Le général Ammar avait-il caché des données militaires au président Marzouki ?
La rétention de l’information vis-à-vis de la Troïka, alors au pouvoir dès fin 2011 était une pratique systématique exercée par l’État profond, administration, forces de sécurité et institution militaire, estime Adnen Manser. L’ancien directeur de cabinet du président de la République provisoire, Moncef Marzouki (2011-2014), le détaille dans un livre intitulé Les Années de sable (Éditions Sotumédia). Évoquant «un État cadenassé», il livre de nombreux exemples. «Les rapports mensuels, écrit-il, adressés par l’état-major de l’Armée à la Présidence sur la situation au sein de l’institution militaire et les frontières, j’en étais persuadé, étaient rédigés de telle manière qu’ils soient sans intérêt et maintiennent la Présidence dans un état de cécité stratégique et tactique vis-à-vis de l’armée, la réalité et les programmes.»
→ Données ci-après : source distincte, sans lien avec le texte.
PR #830, opened 2026-08-05
Verify hostname defaulting to true

pjfanning:
follow up to #820

### DIFF
--- a/runtime/src/main/resources/reference.conf
+++ b/runtime/src/main/resources/reference.conf
@@ -39,10 +39,10 @@ pekko.grpc.client."*" {
   ssl-provider = ""
 
   # Whether to verify the server's hostname against its TLS certificate (RFC 2818).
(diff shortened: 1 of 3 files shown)


runtime/src/main/resources/reference.conf
```diff
@@ -39,10 +39,10 @@ pekko.grpc.client."*" {
   ssl-provider = ""
 
   # Whether to verify the server's hostname against its TLS certificate (RFC 2818).
-  # When false (the default), the client accepts any valid certificate regardless
-  # of hostname. This is insecure for production and should only be used for testing.
+  # When false, the client accepts any valid certificate regardless of hostname.
+  # This is insecure and should only be used for testing.
```
raboof, line 43: (TBH there's scenario's where this is fine, but indeed that should be a conscious operator decision)

raboof (approved):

Selon Manser, l’institution militaire, hissée au premier plan, au lendemain du 14 janvier 2011, a pris une grande dimension, devenant une institution autonome en soi, sous le commandement d’un chef qui l’a mise sous sa coupe, loin du regard des politiques. Porté au pouvoir, Ennahdha a maintenu cet état de fait, par souci de stabilisation du commandement, reconduisant le ministre Zbidi et le général Ammar dans leurs fonctions. Indirectement, l’auteur laisse entendre, comme facteur favorable, des considérations régionalistes, le ministre et le chef militaire étant tous deux originaires, comme le chef du gouvernement, Hamadi Jebali, du Sahel…Une explication peu plausible.
Adnene Manser évoque une gestion des promotions, nominations et déploiements opérationnels échappant à tout contrôle. Il souligne une accointance totale avec le gouvernement de Hamadi Jebali, tenant le président Marzouki hors de la boucle d’information et de décision. Multipliant les griefs contre le général Rachid Ammar, il mentionne particulièrement les conditions d’extradition de l’ancien chef du gouvernement libyen, Baghdadi Mahmoudi, qui n’aurait pu s’accomplir, selon lui, dans sa planification et son exécution, sans une couverture de l’institution militaire.
Outre ce chapitre, le livre de l’ancien directeur de cabinet de Marzouki, historien à la plume facile et à l’argumentation documentée, est intéressant à lire. Le regard croisé de l’universitaire, propulsé au cockpit de la Présidence et nommé porte-parole de Carthage, puis directeur de la campagne électorale de Marzouki en 2014, mérite lecture.